October 04, 2001

Pencio I have been developing

Pencio

I have been developing a new Internet service for the past month or two, called Pencio, but I'm stopping work on it. Why? No customers. I've gotten no response from potential customers I've contacted about it. Not negative responses, no responses. Guess I can take a hint. Anyways, I'll post it up here for the entertainment of the one guy who reads this.

During the first phase of the Internet, the rush was to get customers. Free services were it. Look at me. ONElist was a free, ad supported service. The emphasis was on getting more customers, not revenue. That would take care of itself through ads. But of course that is all changing. The ad market tanked. The countless free ad-supported sites are now scrambling for their lives. That's where Pencio comes in.

Sites don't have many options when it comes to revenue. Forget ads. That leaves asking for donations or charging subscriptions. Donations are an OK one time way to make money. But if you need recurring revenue, subscriptions are where it's at. The problem is that, to charge subscriptions, a site needs to program its own subscription system. This isn't trivial. Also, a site needs to accept transactions, usually by credit card.

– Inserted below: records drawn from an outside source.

Issue #5252, opened 2026-09-08
Allow indexing wider numeric arrays with an explicit precision opt-in


islamaliev:
Part of https://github.com/sourcenetwork/defradb/issues/5070.

Similarity queries work on `[Float64!]`, `[Float32!]` and `[Int!]`, but a vector index only accepts `[Float32!]`. Anyone querying similarity on a field probably wants an index on it, so a type you can query but never index is a trap that shows up only as unexplained slowness.

Wider types are rejected rather than narrowed, because the HNSW graph stores `float32` and narrowing silently would lose precision the field had. The rejection now says so, which closes the confusing half of the problem, but it leaves `[Float64!]` unindexable.

## What to do

Let the user opt into the narrowing, so the loss of precision is their explicit choice rather than something DefraDB does behind their back.

```graphql
type Users {
    embedding: [Float64!] @index(vector: {dimensions: 3, precision: FLOAT32})
}
```

Omitting `precision` on a `[Float64!]` field keeps rejecting the index, so nothing changes for anyone who has not asked for it. This is the same shape as pgvector, which cannot index a `double precision[]` column directly either and requires an expression index with an explicit cast, documented as indexing "at a lower precision".

`precision` is also the natural home for the quantization work that would follow: float16 and int8 are the same trade, just further along.

## Int arrays

`[Int!]` should stay unindexable, and not for a reason `precision` fixes. The distance maths is fine on integers, but float32 holds integers exactly only up to ~16.7 million, so larger values would silently collide and rank wrong. An int array in practice holds IDs or counts rather than embeddings, so there is nothing to gain by widening this.

That leaves `[Int!]` queryable but not indexable, which is still a mismatch, but a deliberate one that can be explained rather than the current accidental one.

## Testing

Tests covering an index created on a `[Float64!]` field with the opt-in, that querying it returns the same ordering as the equivalent float32 field, that omitting the opt-in still errors, and that `[Int!]` still errors either way.

AndrewSisley:
Why are you planning on narrowing them, instead of storing more precise values?

PR #5253, opened 2026-09-08
fix: Explain what SIMILARITY and vector indexes accept

### LINKED ISSUE #5249: Introspection info for `SIMILARITY` is lacking
The docs surfaced via graphql clients are rich for most functions, but not so much for `SIMILARITY`. 

Image
Image

islamaliev:
## Relevant issue(s)

Resolves https://github.com/sourcenetwork/defradb/issues/5249
Refs https://github.com/sourcenetwork/defradb/issues/5252

## Description

Similarity search now explains itself in the three places it stayed quiet. Exploring the API in a GraphQL client showed the similarity function and its arguments with no documentation beside them, and what documentation there was still described the result as cosine similarity, from before the other metrics shipped. It now says what the function returns, that the metric follows whichever one the field was indexed with, and that higher is nearer for all of them.

Pointing similarity at a field that cannot hold a vector reported an unknown argument, which read as though the field itself did not exist. It now names the field and its type, and says one holding numbers is what is needed.

Asking for a vector index on a field that is not a 32 bit float array said only that the type was unsupported, leaving the reader to guess what is. Wider numbers stay rejected rather than quietly narrowed to what the index stores, since that would lose precision the field had; letting a user opt into that trade is https://github.com/sourcenetwork/defradb/issues/5252.

## Tasks

## How has this been tested?

Integration tests. Two existing tests changed: they pinned the old wording for errors this reword replaces.

- macOS


AndrewSisley (approved):
LGTM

At its most basic level, Pencio is a system to process and manage subscriptions. A web site defines a set of subscriptions and Pencio takes care of the rest. Once a user subscribes, Pencio even controls access to the web site. Pencio takes a cut of the subscription fee and the web site sits back and receives checks every month.

With a centralized subscription system, you get additional benefits. Several web sites can get together and define "network subscriptions," where one subscription grants access to multiple sites. Also, Pencio has the capability to allow subscriptions of very small amounts. Because of credit card transaction fees, it is generally not economically viable to accept charges of less than $5 US or so. But Pencio allows small transactions.

Anyways, I think Pencio is a good idea. I wouldn't have spent any time on it otherwise. Unfortunately, it appears that the market isn't ready to accept the new reality of subscription based web sites yet.